*** Block opens ***

PR #1503, opened 2025-03-26
fix(luasnip): add luasnip callback for all snippets

yuukibarns:
If I figure it rightly, not only autosnippet can automatically insert text so that blink can not detect it, snip in luasnip can be expanded by <kbd>Tab</kbd> and the menu won't hide just like the previous issues.

### DIFF
--- a/lua/blink/cmp/sources/snippets/luasnip.lua
+++ b/lua/blink/cmp/sources/snippets/luasnip.lua
@@ -81,11 +81,11 @@ function source:get_completions(ctx, callback)
     local snippets = require('luasnip').get_snippets(ft, { type = 'snippets' })
     if self.config.show_autosnippets then
       local autosnippets = require('luasnip').get_snippets(ft, { type = 'autosnippets' })
-      for _, s in ipairs(autosnippets) do
-        add_luasnip_callback(s, 'enter', require('blink.cmp').hide)
-      end
       snippets = require('blink.cmp.lib.utils').shallow_copy(snippets)
       vim.list_extend(snippets, autosnippets)
+    end
+    for _, s in ipairs(snippets) do
+      add_luasnip_callback(s, 'enter', require('blink.cmp').hide)
     end
     snippets = vim.tbl_filter(function(snip) return not snip.hidden end, snippets)
 


yuukibarns:
[Screencast_20250326_224614.webm](https://github.com/user-attachments/assets/59aa7133-f52b-47a8-ae17-29e5002e4bee)

soifou:
I'm not sure what you mean by "snip in luasnip" but snippets expanded with a keymap (`<Tab>` in your example) are triggered by blink unlike autosnippets, triggered by luasnip via `InsertCharPre`. 

So what does not work precisely for you?

yuukibarns:
Thanks for your explanation, but as you can see in the video after expand the "l" trigger (which is a snip), the menu won't close. 

Trace down the source, I find Tab trigger "snippet_forward", which in preset luasnip calls luasnip.expand_or_jump().

yuukibarns:
However, after expanding "b" trigger, menu does be closed, which I cannot figure out why.

soifou:
I guess you're using the preset `enter`, where `Tab` triggers `snippet_forward`. Initially `snippet_forward` did not expand the snip but only jump to the next tabstop. I introduced in https://github.com/Saghen/blink.cmp/commit/f0f68a1df964dd146abb6f524b6c055ccd7893c5 the following line which now expand it because I wanted to handle hidden snippets as well
 https://github.com/Saghen/blink.cmp/blob/cb9ac14b5506d899c00f5cacebb1da25f1eeb22f/lua/blink/cmp/config/snippets.lua#L51

So here is the problem. `snippet_forward` now expands a snip and it should not. There is a related issue as well https://github.com/Saghen/blink.cmp/issues/1515. I'm gonna create a new PR to fix it.

If you want `Tab` to handle both snip expand and snip forward, then you should do this instead:

```lua
keymap = {
    preset = 'enter',
    ['<Tab>'] = { 'accept', 'snippet_forward', 'fallback' },
}
```

Does it make sense now?

yuukibarns:
Thanks for your patient explanation but I have a question here, if we are in a snippet, and we want to expand a hidden snip, we can not use "snippet_forward" now, then what shall we use? Why not add a "expand_snippet" and call

```lua
require('blink.cmp.completion.trigger').hide()
```

as in the common accept logic?

soifou:
Expanding an hidden snippet in the current snippet? I'm not sure if I follow correctly, do you mean you are in a tabstop and you want to trigger an hidden snip from there? Because that does not work on main AFAICT

Do you have an example to share and could you develop further what you have in mind?

yuukibarns:
Exactly. 

I think this is an edge case that happens sometimes especially when I write latex inside markdown, like `\frac{<>}{<>}<>`, I may want to expand a snip in first two tabstops. (too many autosnips will lead to confliction so I choose to use snips some times)

The snips may not be hidden, but as far as I know, blink tends to prefer longer labels? So I think it may be more robust to let `snippet_forward` only call `luasnip.jump` and add a `snippet_expand` which tailored for expanding snips.

yuukibarns:
I find a workaround, 

```lua
keymap = {
    preset = 'default',
    ['<Tab>'] = { function()
        local snippets = require('blink.cmp.config').snippets
        if not snippets.active({ direction = 1 }) then return end
        require("blink.cmp").hide()
        vim.schedule(function() snippets.jump(1) end)
        return true
    end, "fallback" },
},
```

Simply add a `require("blink.cmp").hide()` in the original "snippet_forward".

krovuxdev:
@yuukibarns 
**Simpler solution:**  

```lua
['<Tab>'] = { function(cmp)
    if not cmp.snippet_active({ direction = 1 }) then return end
    cmp.hide() -- Hides the popup before jumping
    cmp.snippet_forward() -- Moves to the next snippet position
end, "fallback" },
```  
Avoids unnecessary `require` calls and makes the code more direct.

PR #1504, opened 2025-03-26
docs: fix the json in the snippets example

uimataso:
The json in the snippets examples isn't valid because of the trailing space.


Saghen:
Thanks!

PR #1511, opened 2025-03-26
doc: updated community sources

Huijiro:
I made a supermaven compatibility plugin since I was having issues with it. I'm not sure if it's working 100%, but if anyone can test too and give me feedback too.

Plugin source: https://github.com/Huijiro/blink-cmp-supermaven


Saghen:
Thanks!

*** Block closes ***

▶ _YOUR INSTRUCTIONS_
Repeat the material in full, exactly as it stands.

▶ _ANSWER BOX_
PR #1503, opened 2025-03-26
fix(luasnip): add luasnip callback for all snippets

yuukibarns:
If I figure it rightly, not only autosnippet can automatically insert text so that blink can not detect it, snip in luasnip can be expanded by <kbd>Tab</kbd> and the menu won't hide just like the previous issues.

### DIFF
--- a/lua/blink/cmp/sources/snippets/luasnip.lua
+++ b/lua/blink/cmp/sources/snippets/luasnip.lua
@@ -81,11 +81,11 @@ function source:get_completions(ctx, callback)
     local snippets = require('luasnip').get_snippets(ft, { type = 'snippets' })
     if self.config.show_autosnippets then
       local autosnippets = require('luasnip').get_snippets(ft, { type = 'autosnippets' })
-      for _, s in ipairs(autosnippets) do
-        add_luasnip_callback(s, 'enter', require('blink.cmp').hide)
-      end
       snippets = require('blink.cmp.lib.utils').shallow_copy(snippets)
       vim.list_extend(snippets, autosnippets)
+    end
+    for _, s in ipairs(snippets) do
+      add_luasnip_callback(s, 'enter', require('blink.cmp').hide)
     end
     snippets = vim.tbl_filter(function(snip) return not snip.hidden end, snippets)
 


yuukibarns:
[Screencast_20250326_224614.webm](https://github.com/user-attachments/assets/59aa7133-f52b-47a8-ae17-29e5002e4bee)

soifou:
I'm not sure what you mean by "snip in luasnip" but snippets expanded with a keymap (`<Tab>` in your example) are triggered by blink unlike autosnippets, triggered by luasnip via `InsertCharPre`. 

So what does not work precisely for you?

yuukibarns:
Thanks for your explanation, but as you can see in the video after expand the "l" trigger (which is a snip), the menu won't close. 

Trace down the source, I find Tab trigger "snippet_forward", which in preset luasnip calls luasnip.expand_or_jump().

yuukibarns:
However, after expanding "b" trigger, menu does be closed, which I cannot figure out why.

soifou:
I guess you're using the preset `enter`, where `Tab` triggers `snippet_forward`. Initially `snippet_forward` did not expand the snip but only jump to the next tabstop. I introduced in https://github.com/Saghen/blink.cmp/commit/f0f68a1df964dd146abb6f524b6c055ccd7893c5 the following line which now expand it because I wanted to handle hidden snippets as well
 https://github.com/Saghen/blink.cmp/blob/cb9ac14b5506d899c00f5cacebb1da25f1eeb22f/lua/blink/cmp/config/snippets.lua#L51

So here is the problem. `snippet_forward` now expands a snip and it should not. There is a related issue as well https://github.com/Saghen/blink.cmp/issues/1515. I'm gonna create a new PR to fix it.

If you want `Tab` to handle both snip expand and snip forward, then you should do this instead:

```lua
keymap = {
    preset = 'enter',
    ['<Tab>'] = { 'accept', 'snippet_forward', 'fallback' },
}
```

Does it make sense now?

yuukibarns:
Thanks for your patient explanation but I have a question here, if we are in a snippet, and we want to expand a hidden snip, we can not use "snippet_forward" now, then what shall we use? Why not add a "expand_snippet" and call

```lua
require('blink.cmp.completion.trigger').hide()
```

as in the common accept logic?

soifou:
Expanding an hidden snippet in the current snippet? I'm not sure if I follow correctly, do you mean you are in a tabstop and you want to trigger an hidden snip from there? Because that does not work on main AFAICT

Do you have an example to share and could you develop further what you have in mind?

yuukibarns:
Exactly. 

I think this is an edge case that happens sometimes especially when I write latex inside markdown, like `\frac{<>}{<>}<>`, I may want to expand a snip in first two tabstops. (too many autosnips will lead to confliction so I choose to use snips some times)

The snips may not be hidden, but as far as I know, blink tends to prefer longer labels? So I think it may be more robust to let `snippet_forward` only call `luasnip.jump` and add a `snippet_expand` which tailored for expanding snips.

yuukibarns:
I find a workaround, 

```lua
keymap = {
    preset = 'default',
    ['<Tab>'] = { function()
        local snippets = require('blink.cmp.config').snippets
        if not snippets.active({ direction = 1 }) then return end
        require("blink.cmp").hide()
        vim.schedule(function() snippets.jump(1) end)
        return true
    end, "fallback" },
},
```

Simply add a `require("blink.cmp").hide()` in the original "snippet_forward".

krovuxdev:
@yuukibarns 
**Simpler solution:**  

```lua
['<Tab>'] = { function(cmp)
    if not cmp.snippet_active({ direction = 1 }) then return end
    cmp.hide() -- Hides the popup before jumping
    cmp.snippet_forward() -- Moves to the next snippet position
end, "fallback" },
```  
Avoids unnecessary `require` calls and makes the code more direct.

PR #1504, opened 2025-03-26
docs: fix the json in the snippets example

uimataso:
The json in the snippets examples isn't valid because of the trailing space.


Saghen:
Thanks!

PR #1511, opened 2025-03-26
doc: updated community sources

Huijiro:
I made a supermaven compatibility plugin since I was having issues with it. I'm not sure if it's working 100%, but if anyone can test too and give me feedback too.

Plugin source: https://github.com/Huijiro/blink-cmp-supermaven


Saghen:
Thanks!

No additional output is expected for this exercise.